Accordingly, there is a graded relationship between plasma glucose and cardiovascular risk observed in diabetic [18, 34] and non-diabetic individuals with high glucose concentrations that are below the diabetes cut-offs [17].

As shown in the United Kingdom Prospective Diabetes Study [34], strict glucose control is beneficial in Type 2 diabetes with regard to vascular complications. A study [34] reported the following risk reduction per 1% reduction of HbA1c values: minus 14% for myocardial infarction and minus 21% for deaths related to diabetes. In the Steno type 2 study [20] the only symptom that showed a significant benefit with intensive treatment of diabetes was the progression of PAOD.

Our group B2 had a higher degree of generalised arteriosclerotic disease compared to group B1 or group A, which applied to PAOD, but not to CHD.

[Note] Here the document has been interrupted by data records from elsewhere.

PR #4435, opened 2026-07-31
Android: honor gestureEnabled for form sheet dismissal

fabriziocucci:
## Description

On Android a formSheet can be swiped away even with `gestureEnabled` set to `false`. On iOS `gestureEnabled={false}` maps to `modalInPresentation` and blocks dismissal by drag, so the two platforms disagree. This brings Android to parity: `gestureEnabled={false}` keeps the sheet from being dismissed by dragging.

The gamma form sheet already exposes `preventNativeDismiss`. This targets the legacy path that react-navigation and expo-router still use, so apps on the current stack API get the parity now.

## Changes

- The legacy bottom sheet behaviour hardcoded `isHideable = true`. It now uses `isHideable = screen.isGestureEnabled` in `ScreenModalFragment` and `SheetDelegate`.
- With `gestureEnabled={false}` the drag stops at the smallest detent instead of dismissing. The sheet stays draggable between detents.
- No public API changes. `gestureEnabled` already exists; its effect now covers the Android form sheet.

## Test plan

Minimal repro (react-navigation native stack). Run on Android, open the sheet, drag it down.

- Before this change: the sheet is dismissed.
- After: it stops at the smallest detent (`0.3`).
- `gestureEnabled: true`: unchanged, drag down dismisses.
- iOS: unaffected.

```tsx
import { Button, Text, View } from 'react-native';

  return (
    <View style={{ flex: 1, justifyContent: 'center' }}>
      <Button title="Open sheet" onPress={() => navigation.navigate('Sheet')} />
    </View>
  );
}

function Sheet() {
  return (
    <View style={{ flex: 1, padding: 24 }}>
      <Text>Drag me down. With gestureEnabled false I stop at the smallest detent instead of closing.</Text>
    </View>
  );
}

  return (
    <NavigationContainer>
      <Stack.Navigator>
        <Stack.Screen
          name="Sheet"
          component={Sheet}
          options={{
            presentation: 'formSheet',
            gestureEnabled: false,
            sheetAllowedDetents: [0.3, 0.6, 1.0],
            sheetGrabberVisible: true,
          }}
        />
      </Stack.Navigator>
    </NavigationContainer>
  );
}
```

## Checklist

- [x] For API changes, updated relevant public types. (No API changes in this PR.)
- [ ] Ensured that CI passes.

### DIFF
--- a/android/src/main/java/com/swmansion/rnscreens/legacy/ScreenModalFragment.kt
+++ b/android/src/main/java/com/swmansion/rnscreens/legacy/ScreenModalFragment.kt
@@ -233,7 +233,9 @@ class ScreenModalFragment :
         check(containerHeight != null) { "[RNScreens] Failed to find window height during bottom sheet behaviour configuration" }
 
         behavior.apply {
-            isHideable = true
+            // Honor gestureEnabled so gestureEnabled = false blocks drag-to-dismiss on
+            // Android, matching iOS (modalInPresentation). Still draggable between detents.
+            isHideable = screen.isGestureEnabled
             isDraggable = true
         }
 
--- a/android/src/main/java/com/swmansion/rnscreens/legacy/bottomsheet/SheetDelegate.kt
+++ b/android/src/main/java/com/swmansion/rnscreens/legacy/bottomsheet/SheetDelegate.kt
@@ -187,7 +187,9 @@ class SheetDelegate(
         }
 
         behavior.apply {
-            isHideable = true
+            // Honor gestureEnabled so gestureEnabled = false blocks drag-to-dismiss on
+            // Android, matching iOS (modalInPresentation). Still draggable between detents.
+            isHideable = screen.isGestureEnabled
             isDraggable = true
         }
 


t0maboro:
Hi @fabriziocucci , thank you for opening this PR! I think having parity here definitely makes sense, but this change requires some additional work. On iOS, when the `gestureEnabled` value changes dynamically, the sheet reacts to the prop update, whereas on Android it currently doesn't. This happens because `configureBottomSheetBehaviour` is called only:
1. when the sheet is created
2. when insets are changed

so this flow is currently independent of `gestureEnabled` prop changes.

I can add this to my backlog and try to investigate it further. At the moment, though, most of our capacity is focused on the new v5 implementation, so I can't give a concrete timeline for when I'll be able to pick this up.

(note for me: also noticed that tapping the backdrop on Android always dismisses the sheet, while on iOS it's dependent on `gestureEnabled` prop - that's a completely separate topic that shouldn't be covered in this PR, but sth we should investigate to align the implementation across platforms)

fabriziocucci:
Thanks, that's a fair point and I hadn't traced `configureBottomSheetBehaviour` that far. You're right that a dynamic `gestureEnabled` change won't be picked up on Android the way it is on iOS.

Two things though. Today `gestureEnabled={false}` has no effect at all on the Android form sheet, so the sheet dismisses on drag regardless of what the prop says. And in practice `gestureEnabled` is almost always set once in screen options rather than toggled at runtime, so honouring it at configure time covers how the prop is actually used in the overwhelming majority of apps.

That leaves the dynamic case, which is real and worth fixing, just much less common. This PR doesn't make it any harder to get to: the follow-up is still "reconfigure the behaviour when the prop changes" and it's orthogonal to the two lines here.

Agreed the backdrop behaviour is a separate topic and shouldn't be in this PR.

So: is there a route where this lands as a stop-gap and the dynamic update gets tracked separately? Given your capacity is on v5, I'm happy to take the follow-up myself.

Mostly trying to understand what the options are.

t0maboro:
Okay, I agree that we can try merging it in this form.

If someone needs the dynamic case later, we can always track it as another feature request, but we should clearly mention in this PR description that the dynamic case isn't covered. For example, a use case like "prevent dismissal until some action inside the modal is taken, then unblock" would be a good reason to support dynamic updates.

I'll attach an example to have this covered in testing before the next release. From my side, I think we can proceed with this for now.

t0maboro:
One more thing I've noticed. In the downstream implementation of React Navigation, `gestureEnabled` is always set to `false` on Android, so passing the prop from it won't have any effect for now - just marking it as sth that we need to be aware of: https://github.com/react-navigation/react-navigation/blob/7.x/packages/native-stack/src/views/NativeStackView.native.tsx#L371-L377 . Passing this value through would require additional coordination with the native stack implementation in react-navigation.
Since this has been the case for several years, I'd prefer to avoid changing that behavior and instead look for a different solution (e.g., exposing a dedicated prop for that). Additionally, we'd need to consider other presentation types as well. I'm not sure it would be good to mark this API available on Android when it won't have any effect for the basic Screen presentation.

fabriziocucci:
We've been running this patch in production on Expo SDK 56 for a while and the prop does take effect on Android.

Two form sheets in the same build, identical apart from this option:
- `gestureEnabled: false`: drag down stops at the smallest detent.
- `gestureEnabled: true`: drag down dismisses as before.

So on the formSheet path the value is reaching `Screen` and `isHideable` follows it. Worth noting we're on expo-router. I've digged a bit into the code and found the line you linked, so it seems the sheet path takes a different route to the native side than the card path does?

Your point about other presentation types stands though. I only have evidence for formSheet and if `card` silently ignores it then having the prop work in one place and not the other is not amazing, although the net effect is still positive.

So what would you prefer: scope this to formSheet and document it as such or go with a dedicated prop like you suggested?

Happy either way.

Initial hyperglycaemia or an initial HbA1c value above 6.5% proved to be a predictor of more pronounced neointimal ingrowth, which might have been one reason for stent-restenosis. However, it is unclear whether hyperglycaemia per se or associated metabolic abnormalities promote neointimal ingrowth. Possibly AGE and the accompanying endothelial dysfunction play a major role [35]. Mechanisms or indicators of inflammation such as C-reactive protein might play an additional role to hyperglycaemia in the development of neointimal hyperplasia; patients with advanced arteriosclerosis and with both hs-CRP and HbA1c in upper quartiles were recently shown to be a particular risk for poor cardiovascular outcome [36].

In conclusion, in patients scheduled for elective carotid artery stenting, the physician should try to achieve a strict optimisation of the hyperglycaemic state prior to the procedure, as the early phase of stent healing seems to be of importance. The purpose should be to reduce the incidence of neointimal hyperplasia and stent restenoses on the one hand, and to achieve a reduction of other vascular complications such as myocardial infarction, peripheral vascular disease and vascular death on the other.